## REQUIRED WORK
Tally the lines below that contain the word "specific", then give the tally and nothing more.

## THE DATA
PR #463, opened 2024-07-01
WIP: Movement speeds and footsteps at parity

Rainyan:
Replaces #373


Agiel:
Putting this here so it doesn't get lost in discord chat (values from disassembled server.dll):

base speed is 200

then a class modifier
recon: 1
assault: 0.8
support: 0.8
(you have to drop everything including the knife to get the full speed)

there's also different sprint modifiers
recon: 1.35
assault: 1.6
support: 1.35 (but they have the can sprint boolean set to false)

aim modifier is 0.6
crouch and walk modifiers are both 0.75

then there's the funky bit at the end where if the speed is below 55 it gets capped to 75

Rainyan:
Closing this for now so I can properly rebase by fork.

PR #465, opened 2024-07-02
Enable hot reload on windows

AdamTadeusz:


Rainyan (dismissed):
Confirmed working for latest MSVC, although I imagine the more idiomatic way to accomplish this would be with https://cmake.org/cmake/help/latest/variable/CMAKE_MSVC_DEBUG_INFORMATION_FORMAT.html (which we do have in the CMake file, but it alone is not working for whatever reason)

AdamTadeusz:
I just had a look at files changed and it seems that I somehow managed to make a mistake even though I'm only adding two lines ♿, even though the end result seems to be the same. @Rainyan do you think I should change the end of the first line to "${CMAKE_CXX_FLAGS_DEBUG}"), even though it works regardless of whether the bit at the end has or doesn't have DEBUG?

Rainyan:
> I just had a look at files changed and it seems that I somehow managed to make a mistake even though I'm only adding two lines ♿, even though the end result seems to be the same. @Rainyan do you think I should change the end of the first line to "${CMAKE_CXX_FLAGS_DEBUG}"), even though it works regardless of whether the bit at the end has or doesn't have DEBUG?

I'd have to spend some quality time reading CMake docs to answer that. Perhaps @Masterkatze would know better?

Masterkatze:
We need to set `cmake_minimum_required(VERSION 3.25)` for this variable to work. If everyone is fine using more modern version instead of 3.18 then this is preferable way of enabling hot reload.

Rainyan:
> We need to set `cmake_minimum_required(VERSION 3.25)` for this variable to work. If everyone is fine using more modern version instead of 3.18 then this is preferable way of enabling hot reload.

I would be ok with this min version bump.

Rainyan:
> Although this is a Windows-specific PR, it does seem Linux SteamRT3 sniper container and Debian 12 are 3.25 also so I guess it's fine.

If CMake offers a non-complicated way to set platform-specific min CMake version, that could also be an option?

Masterkatze:
I think it's better to add `cmake_policy(SET CMP0141 NEW)` before project call (at line 4) and use `CMAKE_MSVC_DEBUG_INFORMATION_FORMAT` variable instead of removing flags in `CMAKE_CXX_FLAGS_DEBUG` and setting `/ZI` manually.

AdamTadeusz:
> I think it's better to add `cmake_policy(SET CMP0141 NEW)` before project call (at line 4) and use `CMAKE_MSVC_DEBUG_INFORMATION_FORMAT` variable instead of removing flags in `CMAKE_CXX_FLAGS_DEBUG` and setting `/ZI` manually.

Do you know how to do this without flooding the output with this message? 
image

Masterkatze:
I don't see these warnings, can you try to delete the CMake cache and rebuild?

On my side the only change in diff with master is `cmake_policy(SET CMP0141 NEW)`

AdamTadeusz:
> I don't see these warnings, can you try to delete the CMake cache and rebuild?
> 
> On my side the only change in diff with master is `cmake_policy(SET CMP0141 NEW)`

It was the cache indeed

mp/src/CMakeLists.txt
```diff
@@ -1,6 +1,7 @@
-cmake_minimum_required(VERSION 3.18.4)
+cmake_minimum_required(VERSION 3.25)
```
Masterkatze, line 1: Don't know why it shows up in the diff, it's 3.25 in the master already.

Masterkatze (approved):

Rainyan:
Would review but I'm just chronically incapable of loading PDBs on Windows with our CMake setup and I still have no idea why...

Capture

The PDB is generated, but Visual Studio just refuses to use it. This problem is not really related to this PR's changes but anyway. Perhaps someone more blessed by Microsoft gods can chime in for the 2nd review.

AdamTadeusz:
For a few days now I noticed hot reload works on any new branch, so some of the recent changes to the build system must have changed something to enable it, ill close this pr for now

Issue #316, opened 2024-05-31
All classes have the correct height


blaberry:
At the moment, eyepos shows incorrect values for at least support.

Rainyan:
Looks like  the client/server heights are off by about 10 - `cl_showerror 2` output whilst crouching:

#### Support ducked:
```
001 CCollisionProperty::m_vecMaxsPreScaled
	- vec[] differs (1st diff)
		(net 16.000000 16.000000 60.000000 - pred 16.000000 16.000000 50.000000)
		delta(0.000000 0.000000 -10.000000)
		
002 CCollisionProperty::m_vecMaxs
	- vec[] differs (1st diff)
		(net 16.783783 16.783783 62.939186 - pred 16.783783 16.783783 52.449322)
		delta(0.000000 0.000000 -10.489864)
```

#### Assault ducked:
```
001 CCollisionProperty::m_vecMaxsPreScaled
	- vec[] differs (1st diff)
		(net 16.000000 16.000000 60.000000 - pred 16.000000 16.000000 50.000000)
		delta(0.000000 0.000000 -10.000000)
		
002 CCollisionProperty::m_vecMaxs
	- vec[] differs (1st diff)
		(net 15.618243 15.618243 58.568413 - pred 15.618243 15.618243 48.807011)
		delta(0.000000 0.000000 -9.761402)
```

#### Recon ducked:
```
001 CCollisionProperty::m_vecMaxsPreScaled
	- vec[] differs (1st diff)
		(net 16.000000 16.000000 60.000000 - pred 16.000000 16.000000 50.000000)
		delta(0.000000 0.000000 -10.000000)
		
002 CCollisionProperty::m_vecMaxs
	- vec[] differs (1st diff)
		(net 15.385135 15.385135 57.694256 - pred 15.385135 15.385135 48.078545)
		delta(0.000000 0.000000 -9.615711)
```

kassibuss:
Should be fixed by https://github.com/NeotokyoRebuild/neo/pull/470, close?

PR #470, opened 2024-07-02
Hull and view offsets match og

AdamTadeusz:
## Toolchain

- Windows MSVC VS2022

## Linked Issues

- related  #316


AdamTadeusz:
The friction when walking in a tight hole in some cardinal directions I believe is caused by this lagging of the player's qphysics or its vphysics shadow when walking in those same cardinal directions which is already present on master and I haven't found the cause of just yet
https://github.com/NeotokyoRebuild/neo/assets/44210793/c9e309e1-39b5-4d9a-a2bd-894210c7c801

mp/src/game/shared/shareddefs.h
```diff
@@ -85,15 +85,19 @@ class CViewVectors
...
-#define VEC_DUCK_VIEW_NEOSCALE(NeoPlayer) (g_pGameRules->GetViewVectors()->m_vDuckView + ((NeoPlayer->GetClass() == NEO_CLASS_RECON) ? NEO_RECON_VIEW_OFFSET : (NeoPlayer->GetClass() == NEO_CLASS_SUPPORT) ? NEO_SUPPORT_VIEW_OFFSET : NEO_ASSAULT_VIEW_OFFSET))
+#define VEC_DUCK_VIEW_NEOSCALE(NeoPlayer) (g_pGameRules->GetViewVectors()->m_vDuckView + ((NeoPlayer->GetClass() == NEO_CLASS_RECON) ? NEO_RECON_DUCKED_VIEW_OFFSET : (NeoPlayer->GetClass() == NEO_CLASS_SUPPORT) ? NEO_SUPPORT_DUCKED_VIEW_OFFSET : NEO_ASSAULT_DUCKED_VIEW_OFFSET))
 
-#define NEO_RECON_DUCK_MAXHULL_OFFSET Vector(0.0f, 0.0f, -2.0f)
-#define NEO_ASSAULT_DUCK_MAXHULL_OFFSET Vector(0.0f, 0.0f, -1.0f)
-#define NEO_SUPPORT_DUCK_MAXHULL_OFFSET Vector(0.0f, 0.0f, 6.0f)
+#define NEO_RECON_DUCK_MAXHULL_OFFSET Vector(0.0f, 0.0f, -2.161614f) // Hull Max of 59 when crouched
+#define NEO_ASSAULT_DUCK_MAXHULL_OFFSET Vector(0.0f, 0.0f, -0.826738f) // Hull Max of 48 when crouched
+#define NEO_SUPPORT_DUCK_MAXHULL_OFFSET Vector(0.0f, 0.0f, 6.244769f) // Hull Max of 46 when crouched
```
Rainyan, line 100: Where do these Z values come from? A fraction of standing hull vs ducked hulls maxs.z?

Rainyan (commented):
GitHub requires me to type something in this field. Great feature.

mp/src/game/shared/shareddefs.h
AdamTadeusz: I don't know what the exact hull maxes in og are, but there is a phenomenon where the player vphysics shadow moves up from the ground slightly after moving (present in base sdk2013 and ce too). These values give the most headroom to the collision box so that the player can still fit into the same hole when right against it and when moving for some time as in the original to the nearest hammer unit, while not being able to fit in the next largest hole even in the worst case scenario (to the nearest hammer unit). the actual offset applied to the hull max will be further modified by the player scale which I have included in the readout on the right side of the screen

AdamTadeusz: I don't know how this increase in the collision box altitude works exactly but it looks like it raises the collision box by about half a hammer unit, so the values can probably be moved by no more than that to find some nice round number. There was the crouch jitter which i was also trying to negate by giving as much headroom as possible while keeping the same hull max to within one hammer unit, but that has since been fixed in a different pr so maybe we can change these values to something more round

AdamTadeusz: @Rainyan Are we confident the current hull widths are parity? If that is the case we can probably use a sloped roof with cl_showpos to figure out the actual height of the playermodel to a far greater degree of accuracy

AdamTadeusz: image
So I guess that's a no. Probably the current x and y hull dimensions do not take the PlayerScale into account or something

AdamTadeusz:
[nt_dimensions_test2.zip](https://github.com/user-attachments/files/16143978/nt_dimensions_test2.zip)

I included a map to test the hull maxes, its a slightly modified version of nt_dimensions_test. Turn 180 degrees and go to the triangle in front of you. Using cl_showpos 1 you can run into the triangle as far as you can and verify that your y position is the same in og tokyo and this branch

mp/src/game/shared/shareddefs.h
AdamTadeusz: Fractions make more sense now, gonna close this

mp/src/game/shared/neo/neo_player_shared.h
```diff
@@ -147,9 +147,9 @@ COMPILE_TIME_ASSERT(NEO_ASSAULT_CROUCH_SPEED == NEO_SUPPORT_CROUCH_SPEED);
 // searching until the hulls matched within 1 unit in-game.
 #define NEO_HULL_TOLERANCE_SCALE 1.078125
 
-#define NEO_RECON_MODEL_SCALE ((NEO_RECON_PLAYERMODEL_HEIGHT / HL2DM_DEFAULT_PLAYERMODEL_HEIGHT) * NEO_HULL_TOLERANCE_SCALE)
-#define NEO_ASSAULT_MODEL_SCALE ((NEO_ASSAULT_PLAYERMODEL_HEIGHT / HL2DM_DEFAULT_PLAYERMODEL_HEIGHT) * NEO_HULL_TOLERANCE_SCALE)
-#define NEO_SUPPORT_MODEL_SCALE ((NEO_SUPPORT_PLAYERMODEL_HEIGHT / HL2DM_DEFAULT_PLAYERMODEL_HEIGHT) * NEO_HULL_TOLERANCE_SCALE)
+#define NEO_RECON_MODEL_SCALE 1.f//((NEO_RECON_PLAYERMODEL_HEIGHT / HL2DM_DEFAULT_PLAYERMODEL_HEIGHT) * NEO_HULL_TOLERANCE_SCALE)
+#define NEO_ASSAULT_MODEL_SCALE 1.f//((NEO_ASSAULT_PLAYERMODEL_HEIGHT / HL2DM_DEFAULT_PLAYERMODEL_HEIGHT) * NEO_HULL_TOLERANCE_SCALE)
+#define NEO_SUPPORT_MODEL_SCALE 1.f//((NEO_SUPPORT_PLAYERMODEL_HEIGHT / HL2DM_DEFAULT_PLAYERMODEL_HEIGHT) * NEO_HULL_TOLERANCE_SCALE)
```
nullsystem, line 152: They seem to all be `1.f` and only used for multiplication, so it seems un-needed now. Any reason to keep them?

mp/src/game/shared/shareddefs.h
```diff
@@ -85,17 +85,25 @@ class CViewVectors
...
+#define NEO_RECON_VIEW_OFFSET Vector(0.0f, 0.0f, -1.f)
+#define NEO_ASSAULT_VIEW_OFFSET Vector(0.0f, 0.0f, -0.5f)
+#define NEO_SUPPORT_VIEW_OFFSET Vector(0.0f, 0.0f, 2.0f)
+#define NEO_RECON_DUCKED_VIEW_OFFSET Vector(0.0f, 0.0f, -4.f)
+#define NEO_ASSAULT_DUCKED_VIEW_OFFSET Vector(0.0f, 0.0f, -4.f)
+#define NEO_SUPPORT_DUCKED_VIEW_OFFSET Vector(0.0f, 0.0f, 5.f)
+
 #define VEC_VIEW_NEOSCALE(NeoPlayer) (g_pGameRules->GetViewVectors()->m_vView + ((NeoPlayer->GetClass() == NEO_CLASS_RECON) ? NEO_RECON_VIEW_OFFSET : (NeoPlayer->GetClass() == NEO_CLASS_SUPPORT) ? NEO_SUPPORT_VIEW_OFFSET : NEO_ASSAULT_VIEW_OFFSET))
-#define VEC_DUCK_VIEW_NEOSCALE(NeoPlayer) (g_pGameRules->GetViewVectors()->m_vDuckView + ((NeoPlayer->GetClass() == NEO_CLASS_RECON) ? NEO_RECON_VIEW_OFFSET : (NeoPlayer->GetClass() == NEO_CLASS_SUPPORT) ? NEO_SUPPORT_VIEW_OFFSET : NEO_ASSAULT_VIEW_OFFSET))
+#define VEC_DUCK_VIEW_NEOSCALE(NeoPlayer) (g_pGameRules->GetViewVectors()->m_vDuckView + ((NeoPlayer->GetClass() == NEO_CLASS_RECON) ? NEO_RECON_DUCKED_VIEW_OFFSET : (NeoPlayer->GetClass() == NEO_CLASS_SUPPORT) ? NEO_SUPPORT_DUCKED_VIEW_OFFSET : NEO_ASSAULT_DUCKED_VIEW_OFFSET))
```
nullsystem, line 96: Nitpick: These which maps class to a value could be refactored to utilize a const array to map class to offset instead.
Although, not ground for blocking PR/can be ignored.

nullsystem (changes requested):

mp/src/game/shared/neo/neo_player_shared.h
AdamTadeusz: They are all indeed 1.f, kept them because it looked like a lot of effort went into calculating the previous values is all xd

AdamTadeusz: removed unused defs

mp/src/game/shared/shareddefs.h
AdamTadeusz: image
Could probably be refactored further to use this NEOViewVectors object which is closer to how the base game works. If it's alright we can do that in a separate pr?

nullsystem: It's fine to do it as a separate PR

nullsystem (approved):
```
nt_dimensions_test2 cl_showpos 1 y pos test:

         OGNT              NTRE

         Stand   Crouch    Stand   Crouch
Recon:   -1454 | -1472  || -1454 | -1472
Assult:  -1453 | -1470  || -1453 | -1470
Support: -1448 | -1459  || -1448 | -1459
```

mp/src/game/shared/shareddefs.h
Rainyan: > @Rainyan Are we confident the current hull widths are parity?

I believe we are off by one, at least for some classes. You can test this using the "funnel" area in the dimensions_test map against the OG NT.

brysondev (approved):
lgtm

PR #487, opened 2024-07-06
Player stuck when leaning

### LINKED ISSUE #152: Leaning while walking up stairs doesn't cause camera jitter
Seems to be partially fixed by a previous hull PR, also see PR #487

AdamTadeusz:
## Description

Video of original problem

Uploading Recording 2024-07-06 165938.mp4…

Since player collision hull does not rotate with the entity, changing the hull min and max y offset when leaning does not have the intended effect here. Instead causes players to get stuck when beginning a lean on a staircase in certain directions

## Toolchain

- Windows MSVC VS2022

## Linked Issues

I think #152 was opened as a result of this problem, don't see any camera jitter when walking up stairs now
- fixes #152

### DIFF
--- a/mp/src/game/shared/gamemovement.cpp
+++ b/mp/src/game/shared/gamemovement.cpp
@@ -756,13 +756,7 @@ Vector CGameMovement::GetPlayerMins( void ) const
 	{
 #ifdef NEO
 		Assert(dynamic_cast<CNEO_Player*>(player));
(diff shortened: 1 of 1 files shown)


AdamTadeusz:
https://github.com/NeotokyoRebuild/neo/assets/44210793/f80ab172-9270-4b8e-9508-35e4f15af637

nullsystem (approved):

brysondev (approved):
https://github.com/user-attachments/assets/4b3de08c-3f78-4ace-a857-b0aa6ff5ef16

lgtm.

PR #492, opened 2024-07-07
Add GitHub Actions workflow

Masterkatze:
## Description

- Add simple GitHub Actions workflow with building for the Windows and Ubuntu operating systems.
- Add CMake presets.
- Add separate debug information (.debug-files) support for Linux.
- Remove `BUILD_DATETIME` from version info to stop rebuilding if not necessary.
- Move version info from header to source file.
- Add CMake `install` calls (primarily used for GitHub Actions)
- Add CPack support, although support of it was not needed in the end.
- Update documentation.


nullsystem (approved):

Masterkatze:
> libraries for both windows and linux seem to still come as `bin/*` instead of `neo/bin/*`, in case this isn't intended

That was unintended, thanks for noticing.

Rainyan:
> couldn't "RelWithDebInfo" be renamed to just "Release"?

RelWithDebInfo seems more accurate, since that's what it is.

AdamTadeusz:
image
What am I doing wrong

Masterkatze:
> ```
> $ file client.so
> client.so: ... with debug_info, not stripped
> ```

It's correct because `(windows/linux)-release` profiles are RelWithDebInfo.

I think there is a confusion possible because now these profiles are more suitable for CI rather than developer use. If we want to 1:1 match between profile name and presence/absence of debug info then I think I'll rework this a little, something like this:

1. With `-DNEO_CI_BUILD=OFF` (default):
- `linux-debug` is Debug, `linux-release` is Release
- `-DNEO_USE_SEPARATE_BUILD_INFO=OFF` (so you can debug it as usual)

2. With -DNEO_CI_BUILD=ON`:
- `linux-debug` is Debug, `linux-release` is RelWithDebInfo (renamed to Release for artifact names)
`-DNEO_USE_SEPARATE_BUILD_INFO=ON` (so we can debug crashdumps)

I don't know if we need to add other CMake build types to profiles, if someone need RelWithDebInfo or MinSizeRel then it's still possible to build without profiles (the usual -S and -B).

Masterkatze:
> doesn't "RelWithDebInfo" CI still have the release binaries separated from the debug information? which is why they're ~9mb in size in your actions. That's why I thought it would do the same if I used the "linux-release" preset.

CI build uses `-DNEO_USE_SEPARATE_BUILD_INFO=ON`

nullsystem (dismissed):

nullsystem (approved):

AdamTadeusz (approved):

brysondev (approved):
image
image

PR #494, opened 2024-07-07
Allow ADS while changing weapons + static_cast GetActiveWeapon

### LINKED ISSUE #356: Add ability to aim whilst changing weapons
In OG NT, players can start aiming as soon as they switch weapons, even before the weapon is ready to be fired.

In rebuild, you cannot start zooming in until the weapon is ready to be fired.

nullsystem:
## Description

* Removed the restriction on preventing ADS while weapon changing
* There doesn't seem to be an auto switch or it causing issues requiring the restriction
* static_cast the usage of GetActiveWeapon since it's all NT weapons now

## Toolchain

## Linked Issues

* fixes #356

### DIFF
--- a/mp/src/game/client/neo/c_neo_player.cpp
+++ b/mp/src/game/client/neo/c_neo_player.cpp
@@ -698,8 +698,7 @@ void C_NEO_Player::ItemPreFrame( void )
 
 	if (m_afButtonPressed & IN_DROP)
 	{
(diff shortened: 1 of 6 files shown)


AdamTadeusz:
I put this in place initially as a bandaid fix for the problem where switching to a weapon with no zoom (like a knife or grenade) when already zoomed in caused some fov problems

AdamTadeusz (approved):

VantoNortim (approved):

PR #495, opened 2024-07-07
Assets as a submodule

AdamTadeusz:
## Description

Remove neo folder, replace it with a git submodule from the assets repository

## Toolchain

- Windows MSVC VS2022


.gitmodules
```diff
@@ -0,0 +1,3 @@
+[submodule "mp/game/neo"]
+	path = mp/game/neo
+	url = https://github.com/NeotokyoRebuild/assets
```
nullsystem, line 3: This isn't going to support people using ssh. Use relative path to support both HTTPS and SSH, see: https://www.damirscorner.com/blog/posts/20210423-ChangingUrlsOfGitSubmodules.html

nullsystem (changes requested):
This should be put on hold for now till the PRs merged in as it could miss out some changes if not being careful. However, another thing, I think stuff that are just text files like cfgs/scripts are better off as part of this repo? One thing I think of is if we're doing separation of files is that `mp/game/neo` should just be a clean slate (have nothing in checkout) and using cmake to pull things together during configuration+compile stage.

AdamTadeusz:
> This should be put on hold for now till the PRs merged in as it could miss out some changes if not being careful. However, another thing, I think stuff that are just text files like cfgs/scripts are better off as part of this repo? One thing I think of is if we're doing separation of files is that `mp/game/neo` should just be a clean slate (have nothing in checkout) and using cmake to pull things together during configuration+compile stage.

The way git submodules work by default is it places a folder of the submodule inside the parent repository, so easiest if all the extra assets are in a single folder

nullsystem:
@AdamTadeusz I know how sub-modules work, that's why I've suggested the use of cmake to pull things together and `mp/game/neo` as a clean slate. My main issue is basically the need to co-ordinate between two repos if needing to edit some scripts/cfgs when they're better served in this main repo.

blaberry:
I'd say the divide should be that things that you edit in plain text goes in the neo repo, including scripts, whereas binary formats go in assets.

## EXPECTED ANSWER
2